__Data below__
PR #678, opened 2015-07-23
Store binary data as-is for PostgreSQL

### LINKED ISSUE #675: Binaries are unescaped twice with AR42 + PostgreSQL + prepared statements
Failing test:  https://travis-ci.org/jruby/activerecord-jdbc-adapter/jobs/71944362#L624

__Exercise requirements__
Reproduce the material above. Do not change a word.

__Solution to this task__
PR #678, opened 2015-07-23
Store binary data as-is for PostgreSQL

### LINKED ISSUE #675: Binaries are unescaped twice with AR42 + PostgreSQL + prepared statements
Failing test:  https://travis-ci.org/jruby/activerecord-jdbc-adapter/jobs/71944362#L624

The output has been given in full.